**Records supplied:**
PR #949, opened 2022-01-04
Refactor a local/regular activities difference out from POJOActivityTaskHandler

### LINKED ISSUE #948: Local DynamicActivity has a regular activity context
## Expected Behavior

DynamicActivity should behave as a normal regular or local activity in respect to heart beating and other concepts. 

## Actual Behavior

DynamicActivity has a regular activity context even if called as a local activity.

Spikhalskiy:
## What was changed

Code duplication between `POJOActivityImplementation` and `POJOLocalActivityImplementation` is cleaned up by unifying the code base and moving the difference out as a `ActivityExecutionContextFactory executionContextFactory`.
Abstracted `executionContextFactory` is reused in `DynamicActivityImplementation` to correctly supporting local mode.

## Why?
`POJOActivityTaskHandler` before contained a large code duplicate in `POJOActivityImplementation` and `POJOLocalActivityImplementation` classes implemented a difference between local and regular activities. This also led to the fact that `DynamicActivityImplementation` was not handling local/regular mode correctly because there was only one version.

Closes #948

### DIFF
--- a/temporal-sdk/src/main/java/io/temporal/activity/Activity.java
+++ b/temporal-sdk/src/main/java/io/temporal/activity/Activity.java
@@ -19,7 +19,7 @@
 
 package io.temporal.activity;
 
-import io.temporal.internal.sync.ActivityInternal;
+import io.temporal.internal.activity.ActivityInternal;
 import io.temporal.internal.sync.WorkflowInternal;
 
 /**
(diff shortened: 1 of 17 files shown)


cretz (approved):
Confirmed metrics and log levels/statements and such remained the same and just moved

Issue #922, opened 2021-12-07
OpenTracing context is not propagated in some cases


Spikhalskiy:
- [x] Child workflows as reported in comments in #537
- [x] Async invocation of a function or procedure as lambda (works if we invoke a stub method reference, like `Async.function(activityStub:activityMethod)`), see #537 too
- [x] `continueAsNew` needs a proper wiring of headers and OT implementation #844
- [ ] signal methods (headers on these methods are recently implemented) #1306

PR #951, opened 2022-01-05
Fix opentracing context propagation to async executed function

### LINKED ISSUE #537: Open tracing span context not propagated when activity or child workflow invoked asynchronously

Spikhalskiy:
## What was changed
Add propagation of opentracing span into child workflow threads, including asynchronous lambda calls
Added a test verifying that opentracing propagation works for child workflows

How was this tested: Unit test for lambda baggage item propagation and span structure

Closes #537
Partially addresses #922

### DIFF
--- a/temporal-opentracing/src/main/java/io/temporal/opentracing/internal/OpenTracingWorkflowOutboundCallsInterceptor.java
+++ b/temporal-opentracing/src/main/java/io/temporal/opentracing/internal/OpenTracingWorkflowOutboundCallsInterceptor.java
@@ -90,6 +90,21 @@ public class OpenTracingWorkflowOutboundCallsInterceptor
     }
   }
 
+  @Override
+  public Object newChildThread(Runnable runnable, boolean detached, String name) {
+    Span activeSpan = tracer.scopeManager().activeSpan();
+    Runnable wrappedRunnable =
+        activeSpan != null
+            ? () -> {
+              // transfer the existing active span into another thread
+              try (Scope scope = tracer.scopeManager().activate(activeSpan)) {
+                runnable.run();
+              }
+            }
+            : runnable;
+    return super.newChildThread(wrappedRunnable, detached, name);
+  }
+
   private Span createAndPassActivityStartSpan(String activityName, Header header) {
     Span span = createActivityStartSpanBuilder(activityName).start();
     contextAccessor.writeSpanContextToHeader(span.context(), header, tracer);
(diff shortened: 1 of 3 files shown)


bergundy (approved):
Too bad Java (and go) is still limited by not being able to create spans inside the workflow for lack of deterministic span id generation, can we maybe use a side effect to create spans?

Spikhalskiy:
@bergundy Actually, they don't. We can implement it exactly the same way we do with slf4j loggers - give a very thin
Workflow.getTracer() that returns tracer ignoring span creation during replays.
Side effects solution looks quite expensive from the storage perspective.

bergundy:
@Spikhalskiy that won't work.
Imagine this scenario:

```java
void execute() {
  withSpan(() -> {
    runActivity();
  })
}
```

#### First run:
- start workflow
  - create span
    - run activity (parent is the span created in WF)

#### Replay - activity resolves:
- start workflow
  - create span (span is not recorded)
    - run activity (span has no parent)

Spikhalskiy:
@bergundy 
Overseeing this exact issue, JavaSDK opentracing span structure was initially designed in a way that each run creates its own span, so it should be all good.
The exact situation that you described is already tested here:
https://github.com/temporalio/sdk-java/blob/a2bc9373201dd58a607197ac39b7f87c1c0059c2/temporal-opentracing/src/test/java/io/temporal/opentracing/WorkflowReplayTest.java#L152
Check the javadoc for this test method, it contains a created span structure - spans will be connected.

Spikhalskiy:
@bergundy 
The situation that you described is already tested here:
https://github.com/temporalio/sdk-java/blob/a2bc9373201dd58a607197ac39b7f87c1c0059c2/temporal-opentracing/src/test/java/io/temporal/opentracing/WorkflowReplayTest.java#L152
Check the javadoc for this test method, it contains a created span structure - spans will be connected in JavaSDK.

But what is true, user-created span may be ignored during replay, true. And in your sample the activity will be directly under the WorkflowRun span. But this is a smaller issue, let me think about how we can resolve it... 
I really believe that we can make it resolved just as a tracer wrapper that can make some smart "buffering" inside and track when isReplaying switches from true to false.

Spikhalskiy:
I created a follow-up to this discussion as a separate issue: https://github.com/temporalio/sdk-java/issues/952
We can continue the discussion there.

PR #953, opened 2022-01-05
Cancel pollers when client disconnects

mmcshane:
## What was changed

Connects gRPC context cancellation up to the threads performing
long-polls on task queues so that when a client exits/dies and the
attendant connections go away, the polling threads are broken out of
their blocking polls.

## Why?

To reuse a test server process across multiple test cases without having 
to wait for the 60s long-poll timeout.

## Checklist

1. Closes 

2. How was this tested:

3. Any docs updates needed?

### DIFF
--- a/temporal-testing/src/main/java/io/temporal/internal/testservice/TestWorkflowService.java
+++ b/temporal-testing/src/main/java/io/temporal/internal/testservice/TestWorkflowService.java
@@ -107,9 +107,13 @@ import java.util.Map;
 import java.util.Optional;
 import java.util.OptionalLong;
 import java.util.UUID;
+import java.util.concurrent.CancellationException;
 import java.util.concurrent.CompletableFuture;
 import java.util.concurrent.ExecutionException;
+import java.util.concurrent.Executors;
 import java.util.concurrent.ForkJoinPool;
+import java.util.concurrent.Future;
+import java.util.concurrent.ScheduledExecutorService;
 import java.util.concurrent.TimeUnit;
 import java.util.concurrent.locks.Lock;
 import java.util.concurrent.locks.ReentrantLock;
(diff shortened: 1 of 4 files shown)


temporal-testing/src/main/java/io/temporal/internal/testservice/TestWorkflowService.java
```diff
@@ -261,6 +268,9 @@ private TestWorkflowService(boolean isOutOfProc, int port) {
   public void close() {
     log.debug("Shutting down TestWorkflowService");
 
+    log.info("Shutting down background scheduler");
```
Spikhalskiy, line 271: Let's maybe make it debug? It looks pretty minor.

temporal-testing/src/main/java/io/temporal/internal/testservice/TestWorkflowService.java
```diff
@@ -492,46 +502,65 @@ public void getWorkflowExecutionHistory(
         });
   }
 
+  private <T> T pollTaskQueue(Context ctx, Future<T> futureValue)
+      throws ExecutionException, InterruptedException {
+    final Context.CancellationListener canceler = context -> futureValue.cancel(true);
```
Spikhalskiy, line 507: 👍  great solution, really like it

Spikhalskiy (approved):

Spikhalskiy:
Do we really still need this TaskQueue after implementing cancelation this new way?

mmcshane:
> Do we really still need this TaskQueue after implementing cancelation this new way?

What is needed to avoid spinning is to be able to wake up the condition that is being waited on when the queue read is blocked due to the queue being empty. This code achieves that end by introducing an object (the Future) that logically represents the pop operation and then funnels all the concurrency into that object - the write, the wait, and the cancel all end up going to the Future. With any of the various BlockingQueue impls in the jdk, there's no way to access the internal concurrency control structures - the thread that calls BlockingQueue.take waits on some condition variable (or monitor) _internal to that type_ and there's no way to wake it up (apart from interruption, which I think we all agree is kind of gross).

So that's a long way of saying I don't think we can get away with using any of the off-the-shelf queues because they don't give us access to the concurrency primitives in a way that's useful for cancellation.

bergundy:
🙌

**Exercise details:** Please go through the entries and show every line with the word "ActivityInternal".

**The answer:**
-import io.temporal.internal.sync.ActivityInternal;
+import io.temporal.internal.activity.ActivityInternal;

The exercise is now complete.